**Entries shown:**
= Beginning of Section =
PR #963, opened 2023-10-23
Added new class to help log assignments

amybubu:
### Summary ###
Added class `AssignmentTaskMapLogger` to log assignments one task per log line so that logs stay under 1MB in size. Includes logic for checking if a task is greater than 1MB. If it is, that task will be split and logged in multiple parts.

BUG=[DATAPIPES-27351](https://jira01.corp.linkedin.com:8443/browse/DATAPIPES-27351)

### Testing Done ###
./gradlew build

In unit tests, the time it took to do logAssignment was always <50ms.

### DIFF
--- a/datastream-server/src/main/java/com/linkedin/datastream/server/AssignmentTaskMapLogger.java
+++ b/datastream-server/src/main/java/com/linkedin/datastream/server/AssignmentTaskMapLogger.java
@@ -18,14 +18,15 @@ import static com.linkedin.datastream.common.LogUtils.logStringsUnderSizeLimit;
  */
 public class AssignmentTaskMapLogger {
   private final Logger _log;
-  public static final double SIZE_LIMIT_BYTES = 1024 * 1024;
+  private double _sizeLimit;
 
   /**
    * Constructor
    * @param logger logger to be used for logging
    */
-  public AssignmentTaskMapLogger(Logger logger) {
+  public AssignmentTaskMapLogger(Logger logger, double logSizeLimitInBytes) {
     _log = logger;
+    _sizeLimit = logSizeLimitInBytes;
   }
 
   /**
@@ -35,7 +36,7 @@ public class AssignmentTaskMapLogger {
     for (String host: taskMap.keySet()) {
       for (DatastreamTask task: taskMap.get(host)) {
         String logContext = String.format("Host=%s: Live task", host);
-        logStringsUnderSizeLimit(_log, task.toString(), logContext, 1, SIZE_LIMIT_BYTES);
+        logStringsUnderSizeLimit(_log, task.toString(), logContext, 1, _sizeLimit);
       }
     }
   }
--- a/datastream-server/src/main/java/com/linkedin/datastream/server/AssignmentTaskMapLogger.java
+++ b/datastream-server/src/main/java/com/linkedin/datastream/server/AssignmentTaskMapLogger.java
@@ -5,13 +5,12 @@
  */
 package com.linkedin.datastream.server;
 
+import java.nio.charset.StandardCharsets;
 import java.util.Map;
 import java.util.Objects;
 import java.util.Set;
 
 import org.slf4j.Logger;
-
-import com.linkedin.datastream.common.zk.ZkClient;
 
 
 /**
@@ -66,7 +65,7 @@ public class AssignmentTaskMapLogger {
    */
   private double getBlobSizeInBytes(String task) {
     if (Objects.nonNull(task) && !task.isEmpty()) {
-      return (task.getBytes(ZkClient.ZK_STRING_SERIALIZER_CHARSET).length);
+      return (task.getBytes(StandardCharsets.UTF_8).length);
     }
     return 0;
   }
--- a/datastream-server/src/main/java/com/linkedin/datastream/server/AssignmentTaskMapLogger.java
+++ b/datastream-server/src/main/java/com/linkedin/datastream/server/AssignmentTaskMapLogger.java
@@ -19,10 +19,9 @@ import com.linkedin.datastream.common.zk.ZkClient;
  */
 public class AssignmentTaskMapLogger {
   private final Logger _log;
-  private static final double ONE_MEBIBYTE = 1024 * 1024;
-  private static final double ONE_MB = 1.0;
-  private static final double BUFFER_1KB =  1.0 / 1024.0;
-  private static final int BUFFER_ADJUSTED_1MB = 1024 * 1020;
+  public static final double SIZE_LIMIT_BYTES = 1024 * 1024;
+  private static final double BUFFER_1KB =  1024;
+  private static final int BUFFER_ADJUSTED_LIMIT = (int) (SIZE_LIMIT_BYTES - BUFFER_1KB);
 
   /**
    * Constructor
@@ -44,41 +43,41 @@ public class AssignmentTaskMapLogger {
   }
 
   /**
-   * prints one log line for each task less than 1MB in size
+   * prints one log line for each task smaller than size limit
    * @param task
    */
   private void logTask(String task, String host, int part) {
-    if (isLessThan1MB(task)) {
+    if (isLessThanSizeLimit(task)) {
       if (part == 1) {
         _log.info("Host={}: Live task={}", host, task);
       } else {
         _log.info("Host={}: Live task (part {})={}", host, part, task);
       }
     } else {
-      _log.info("Host={}: Live task (part {})={}", host, part, task.substring(0, BUFFER_ADJUSTED_1MB));
-      logTask(task.substring(BUFFER_ADJUSTED_1MB), host, part + 1);
+      _log.info("Host={}: Live task (part {})={}", host, part, task.substring(0, BUFFER_ADJUSTED_LIMIT));
+      logTask(task.substring(BUFFER_ADJUSTED_LIMIT), host, part + 1);
     }
   }
 
   /**
-   * helper function to get the size of a task in string form (default charset UTF) in MBs
+   * helper function to get the size of a task in string form (default charset UTF) in bytes
    * @param task string form of task to measure
-   * @return size of task in MBS
+   * @return size of task in bytes
    */
-  private double getBlobSizeInMBs(String task) {
+  private double getBlobSizeInBytes(String task) {
     if (Objects.nonNull(task) && !task.isEmpty()) {
-      return ((double) task.getBytes(ZkClient.ZK_STRING_SERIALIZER_CHARSET).length) / ONE_MEBIBYTE;
+      return (task.getBytes(ZkClient.ZK_STRING_SERIALIZER_CHARSET).length);
     }
     return 0;
   }
 
   /**
-   * helper function to check if an object is less than 1 MB in size
+   * helper function to check if task size is less than size limit
    * @param task task to check size of
-   * @return true if object is less than 1MB in size
+   * @return true if object is less than size limit
    */
-  private boolean isLessThan1MB(String task) {
-    double sizeInMB = getBlobSizeInMBs(task);
-    return sizeInMB + BUFFER_1KB < ONE_MB;
+  private boolean isLessThanSizeLimit(String task) {
+    double sizeInMB = getBlobSizeInBytes(task);
+    return sizeInMB + BUFFER_1KB < SIZE_LIMIT_BYTES;
   }
 }
--- a/datastream-server/src/main/java/com/linkedin/datastream/server/AssignmentTaskMapLogger.java
+++ b/datastream-server/src/main/java/com/linkedin/datastream/server/AssignmentTaskMapLogger.java
@@ -23,6 +23,7 @@ public class AssignmentTaskMapLogger {
   /**
    * Constructor
    * @param logger logger to be used for logging
+   * @param logSizeLimitInBytes size limit for each log line in bytes
    */
   public AssignmentTaskMapLogger(Logger logger, double logSizeLimitInBytes) {
     _log = logger;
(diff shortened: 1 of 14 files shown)


datastream-server/src/main/java/com/linkedin/datastream/server/AssignmentTaskMapLogger.java
```diff
@@ -0,0 +1,92 @@
...
+
+  /**
+   * prints one log line for each task less than 1MB in size
+   * @param task
+   */
+  public void logTask(String task, String host, int part) {
+    try {
+      if (isLessThan1MB(task)) {
+        if (part == 1) {
+          _log.info("Host={}: Live task={}", host, part, task);
```
amybubu, line 54: delete "part"

datastream-server/src/main/java/com/linkedin/datastream/server/AssignmentTaskMapLogger.java
```diff
@@ -0,0 +1,92 @@
...
+        logTask(task.toString(), host, 1);
+      }
+    }
+  }
+
+  /**
+   * prints one log line for each task less than 1MB in size
+   * @param task
+   */
+  public void logTask(String task, String host, int part) {
```
amybubu, line 50: will change to private

datastream-server/src/main/java/com/linkedin/datastream/server/AssignmentTaskMapLogger.java
```diff
@@ -0,0 +1,92 @@
...
+    }
+  }
+
+  /**
+   * helper function to serialize object for size measurement
+   * @param obj object to serialize
+   * @return serialized byte array of object
+   * @throws Exception
+   */
+  public byte[] serializeObject(Object obj) throws Exception {
```
amybubu, line 73: will change to private

datastream-server/src/main/java/com/linkedin/datastream/server/AssignmentTaskMapLogger.java
```diff
@@ -0,0 +1,92 @@
...
+    return bos.toByteArray();
+  }
+
+  /**
+   * helper function to check if an object is less than 1 MB in size
+   * @param obj object to check size of
+   * @return true if object is less than 1MB in size
+   * @throws Exception
+   */
+  public boolean isLessThan1MB(Object obj) throws Exception {
```
amybubu, line 87: will change to private

datastream-server/src/main/java/com/linkedin/datastream/server/AssignmentTaskMapLogger.java
```diff
@@ -0,0 +1,92 @@
...
+  public void logTask(String task, String host, int part) {
+    try {
+      if (isLessThan1MB(task)) {
+        if (part == 1) {
+          _log.info("Host={}: Live task={}", host, part, task);
+        } else {
+          _log.info("Host={}: Live task (part {})={}", host, part, task);
+        }
+      } else {
+        _log.info("Host={}: Live task (part {})={}", host, part, task.substring(0, NUM_OF_CHAR_IN_1MB));
```
amybubu, line 59: Will potentially change substring logic, since could be unnecessarily expensive. Will try to find library that can divide string into even chunks.

datastream-server/src/main/java/com/linkedin/datastream/server/AssignmentTaskMapLogger.java
amybubu: NOTE: going to try to write unit tests, including checking how long serialization takes, as it could be overly expensive

datastream-server/src/main/java/com/linkedin/datastream/server/AssignmentTaskMapLogger.java
```diff
@@ -0,0 +1,84 @@
...
+        logTask(task.toString(), host, 1);
+      }
+    }
+  }
+
+  /**
+   * prints one log line for each task less than 1MB in size
+   * @param task
+   */
+  private void logTask(String task, String host, int part) {
```
shrinandthakkar, line 50: instead of using this only for task map, lets make this as a logger utility which can be used for parameterized string with parameterized limit.

and lets move it to datastream-utils/src/main/java/com/linkedin/datastream/common/LogUtils.java ?

datastream-server/src/main/java/com/linkedin/datastream/server/AssignmentTaskMapLogger.java
```diff
@@ -0,0 +1,84 @@
...
+
+/**
+ * Class that logs assignments one task at a time, keeping each log line under 1 MB in size
+ */
+public class AssignmentTaskMapLogger {
+  private final Logger _log;
+  private static final double ONE_MEBIBYTE = 1024 * 1024;
+  private static final double ONE_MB = 1.0;
+  private static final double BUFFER_1KB =  1.0 / 1024.0;
+  private static final int BUFFER_ADJUSTED_1MB = 1024 * 1020;
```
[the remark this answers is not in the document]
amybubu: changing this to work with config

datastream-utils/src/main/java/com/linkedin/datastream/common/LogUtils.java
```diff
@@ -92,4 +95,44 @@ public static String logSummarizedTopicPartitionsMapping(List<String> partitions
             .append(logNumberArrayInRange(topicPartitionsMap.get(topicName))))
         .collect(Collectors.joining(", "));
   }
+
+  /**
+   * prints one log line for each string smaller than size limit
+   * @param  message
+   */
+  public static void logStringsUnderSizeLimit(Logger log, String message, String contextPrefix, int part, double sizeLimit) {
+    int bufferAdjustedSizeLimit = (int) (sizeLimit - BUFFER_1KB);
```
shrinandthakkar, line 104: This calculation can be done only once when you'd have a user facing public method instead of having it in both the this location and the `isLessThanSizeLimit` method during each recursive call.

datastream-utils/src/main/java/com/linkedin/datastream/common/LogUtils.java
```diff
@@ -92,4 +95,44 @@ public static String logSummarizedTopicPartitionsMapping(List<String> partitions
             .append(logNumberArrayInRange(topicPartitionsMap.get(topicName))))
         .collect(Collectors.joining(", "));
   }
+
+  /**
```
shrinandthakkar, line 99: also lets have java docs explaining what each parameter is for eg. `contextPrefix`.

datastream-utils/src/main/java/com/linkedin/datastream/common/LogUtils.java
```diff
@@ -92,4 +95,44 @@ public static String logSummarizedTopicPartitionsMapping(List<String> partitions
...
+   * prints one log line for each string smaller than size limit
+   * @param  message
+   */
+  public static void logStringsUnderSizeLimit(Logger log, String message, String contextPrefix, int part, double sizeLimit) {
+    int bufferAdjustedSizeLimit = (int) (sizeLimit - BUFFER_1KB);
+    if (isLessThanSizeLimit(message, sizeLimit)) {
+      if (part == 1) {
+        log.info("{}={}", contextPrefix,  message);
+      } else {
+        log.info("{} (part {})={}", contextPrefix, part,  message);
```
shrinandthakkar, line 109: what happens if the contextPrefix is more than the 1KB Buffer, the log will be truncated. So in the public facing method, lets also check for the size of that contextPrefix string and fail if it exceeds 1KB Buffer.

datastream-utils/src/main/java/com/linkedin/datastream/common/LogUtils.java
```diff
@@ -92,4 +95,68 @@ public static String logSummarizedTopicPartitionsMapping(List<String> partitions
...
+   * @param log logger to use for logging
+   * @param message string to be logged
+   * @param contextPrefix string that provides context for what is being logged
+   * @param part printed in the log message to keep track of how many parts a larger message has been split into
+   * @param sizeLimit size limit of each log line
+   * @param adjustedSizeLimit buffer adjusted size limit to account for extra bytes in the log line (e.g. timestamp, avro wrapping)
+   */
+  private static void logStringsUnderSizeLimit(Logger log, String message, String contextPrefix, int part,
+      double sizeLimit, int adjustedSizeLimit) {
+    if (isLessThanSizeLimit(message, sizeLimit)) {
```
shrinandthakkar, line 129: just pass the `adjustedSizeLimit` here to simplify the `isLessThanSizeLimit` function.

datastream-server/src/main/java/com/linkedin/datastream/server/AssignmentTaskMapLogger.java
```diff
@@ -0,0 +1,43 @@
...
+ * Class that logs assignments one task at a time, keeping each log line under a size limit
+ */
+public class AssignmentTaskMapLogger {
+  private final Logger _log;
+  private double _sizeLimit;
+
+  /**
+   * Constructor
+   * @param logger logger to be used for logging
+   */
```
shrinandthakkar, line 26: java doc missing a parameter info here.

datastream-server/src/main/java/com/linkedin/datastream/server/zk/ZkAdapter.java
```diff
@@ -201,9 +206,9 @@ public ZkAdapter(String zkServers, String cluster, String defaultTransportProvid
    */
```
shrinandthakkar, line 206: nit: missing java doc update in this constructor.

datastream-server/src/test/java/com/linkedin/datastream/server/TestAssignmentTaskMapLogger.java
```diff
@@ -0,0 +1,147 @@
...
+
+    verify(log, times(3)).info(eq("{}={}"), contains("Live task"), anyString());
+
+    verifyNoMoreInteractions(log);
+  }
+
+  @Test
+  public void testTaskWithSizeExactlySizeLimit() {
+    final Logger log = mock(Logger.class);
+    Mockito.doReturn(createCustomSizeString(SIZE_LIMIT_BYTES)).when(MOCK_LARGE_TASK).toString();
```
shrinandthakkar, line 59: how long does this test takes to pass ? maybe you can reduce the SIZE_LIMIT_BYTES to 1KB or lesser as well for tests and builds to pass quickly ?

shrinandthakkar:
Overall LGTM, just few minor comments! Thanks @amybubu for making this change!

datastream-server/src/test/java/com/linkedin/datastream/server/TestAssignmentTaskMapLogger.java
amybubu: build took 12 seconds but i can make it smaller

amybubu: I decided to make the size limit 4KB because if the limit is too small the buffer adjustment makes it so that message is split up even more than necessary, which is expected in practice because splitting more is more safe, but the unit test expectation would be less intuitive. For example, if the size limit was 2KB and we have a message of size 4KB, instead of the message getting split into 3 parts (4KB should be split into is 2 log lines but we "round up" so we split more to be safe), the buffer adjustment of 1KB would make it so that only 1KB of the message would get logged at a time, and so it actually gets split into at least 4 log lines, which is fine in practice but might be harder to understand when reading the unit test.

shrinandthakkar (approved):

datastream-server/src/test/java/com/linkedin/datastream/server/TestAssignmentTaskMapLogger.java
```diff
@@ -0,0 +1,147 @@
...
+    taskMap.put("host2", ImmutableSet.of(MOCK_LARGE_TASK));
+
+    AssignmentTaskMapLogger logger = new AssignmentTaskMapLogger(log, SIZE_LIMIT_BYTES);
+    long startTime = System.currentTimeMillis();
+    logger.logAssignment(taskMap);
+    long endTime = System.currentTimeMillis();
+    long duration = endTime - startTime;
+    System.out.println("Log assignment duration: " + duration + " ms");
+
+    verify(log, times(1)).info(eq("{}={}"), eq("Host=host1: Live task"), anyString());
```
hshukla, line 99: you do not need to explicitly call times(1), the default is 1.

datastream-utils/src/main/java/com/linkedin/datastream/common/LogUtils.java
```diff
@@ -92,4 +95,67 @@ public static String logSummarizedTopicPartitionsMapping(List<String> partitions
...
+   * @param part printed in the log message to keep track of how many parts a larger message has been split into
+   * @param adjustedSizeLimit buffer adjusted size limit to account for extra bytes in the log line (e.g. timestamp, avro wrapping)
+   */
+  private static void logStringsUnderSizeLimit(Logger log, String message, String contextPrefix, int part,
+      int adjustedSizeLimit) {
+    if (isLessThanSizeLimit(message, adjustedSizeLimit)) {
+      if (part == 1) {
+        log.info("{}={}", contextPrefix,  message);
+      } else {
+        log.info("{} (part {})={}", contextPrefix, part,  message);
```
hshukla, line 132: I see we are printing part here, which means it will show how many part the msg has been split into.  do we know the total part that needs to be printed? how do one know that there will not be more coming and this is last or if we miss something how do we know?

amybubu: The code doesn't predict how many parts it will eventually get split into, it will just print which the part number as it's being split to help the user keep track of which log lines belong to the same task.

hshukla: I think it would be a good feature to have to make sure we are not dropping any logs or the system is not dropping anything. it can be a follow up PR.

hshukla (approved):

shrinandthakkar (approved):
= End of Section =
**What to do:** Filter the entries above and return only the lines holding "getBlobSizeInMBs".

**Solution to this task:**
-  private double getBlobSizeInMBs(String task) {
-    double sizeInMB = getBlobSizeInMBs(task);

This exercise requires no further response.